Saturday, July 6, 2019


A Dry Heat
July 2 2019




It's a dry heat.
Not the kind you stew in,
like a soft-boiled egg
soaking in your own sweat.
But where you feel it sucking you dry,
as if a desert wind
greedy for wetness
had blasted through,
all sand and rasp and panting dogs
lolling immobilized.


This heat penetrates my skin
suffuses my body,
joints unlocking
and muscles softening
in the bone-deep warmth.
We are mostly water,
and I imagine the small mound of powder
I would leave behind
reduced to basic chemistry.

The asphalt has also gone soft,
too hot
to even walk on.
Waves of heat are rising off
and rippling down its surface,
as if solid objects
could move at will,
as if the barrier had dissolved
between matter and air.

You tend to hallucinate
in heat like this,
dreaming of a cool lake
and dew-tipped grass,
a tall drink
clinking with ice.

Like the dry cold of winter
the sky is a brilliant blue
transparently still.
Nothing to block the sun
as earth edges ever so slightly
nearer its star.

Such a fine balance
between our only home
glowing blue and green
against absolute blackness,
and a scorched rock
circling an eyeless vacuum
through trackless time.

When the living planet
can so easily tip
into deadly heat.



I've really been hankering to write, but nothing was coming. Until I sat down tonight, pen in hand, and the obvious became clear:  write about the heat.
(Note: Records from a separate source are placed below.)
PR #798, opened 2023-12-19
Fix jacoco output file location

jpenilla:
Before this change:

Screenshot 2023-12-18 at 5 11 36 PM

### DIFF
--- a/build.gradle.kts
+++ b/build.gradle.kts
@@ -342,7 +342,7 @@ tasks {
 		enabled = !experimentalBuild
 		reports {
 			xml.required.set(true)
-			xml.outputLocation.set(file("${layout.buildDirectory}/reports/jacoco/report.xml"))
+			xml.outputLocation.set(layout.buildDirectory.file("reports/jacoco/report.xml"))
 		}
 	}
 


beatngu13:
@jpenilla thx for the heads-up!

I'm a bit confused, how is [Sonar](https://sonarcloud.io/project/activity?id=junit-pioneer_junit-pioneer&graph=custom&custom_metrics=coverage) still able to determine the coverage, given the report is not where it should be? 🤔

jpenilla:
I'm not sure, but I would guess that they scan for reports recursively to support projects with multiple modules. Something behaving like `**/reports/jacoco/reports.xml`. So it would still end up finding the `reports` directory even though it's nested inside a strange directory.

Michael1993:
This is a nice catch, thank you! That being said, I'd actually prefer completely removing this task as it currently does nothing.

jpenilla:
Do you mean removing the `jacoco` plugin entirely, or just removing the lines where we change its configuration from the defaults? Even if it's not used by CI anymore, it's still useful to run the report task locally when working on improving test coverage.

Bukama:
As @Michael1993 figured out in the meantime:

> 1 XML report (unused) and a jacoco report (used by Sonar)
> Wait, nevermind
> It just doesn't take the output folder into consideration I guess
> But sonar does use the task
> I thought we ran sonar during the check step automatically

So we need the report and decided to keep it:

> Sure. We should fix it then

Bukama:
@beatngu13 Could you please have a look at this as we can merge it or if the path has to be changed again for Sonar? I'm confused here :/

beatngu13 (approved):

Issue #809, opened 2024-04-01
Mention naming convention in contributing


Bukama:
We have a lots of coding convention in our contributing file (https://github.com/junit-pioneer/junit-pioneer/blob/main/CONTRIBUTING.adoc#code-style).

But we don't mentioned that we write test cases in camelCase.

Question came up in Discord

PR #812, opened 2024-04-20
Mention naming convention in CONTRIBUTING.adoc (#809 / #812)

Bukama:
The naming convention for classes and methods was not yet mentioned in our contributing guideline.

closes: #809
PR: #812

### DIFF
--- a/CONTRIBUTING.adoc
+++ b/CONTRIBUTING.adoc
@@ -75,6 +75,12 @@ Everything related to branches, commits, and more is described #fixing-bugs-deve
 
 Where to put types and how to name them.
 
+==== Naming Convention
+
+If not explicit mentioned differently, we follow the https://en.wikipedia.org/wiki/Camel_case[`camelCase`] convention for naming classes and methods.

I wouldn't quite call this a heat wave. I think it has to be well into the 30s for that. And it's nothing like Europe is experiencing now. But really, what struck me most was the absence of humidity. The dry heat is so much easier to take. Which is, of course, where the poem began:  with dry heat. 

I think the poem can also be seen as a commentary on climate change. The final stanza could easily be read as referring to the tipping points of climate, where global warming becomes a runaway train:  positive feedback loops, such as a massive Antarctic glacier dropping into the sea; or Arctic permafrost releasing unstoppable volumes of the potent greenhouse gas methane; or the albido effect, when highly reflective surface of snow and ice is replaced by ever expanding areas of darker heat-absorbing rock.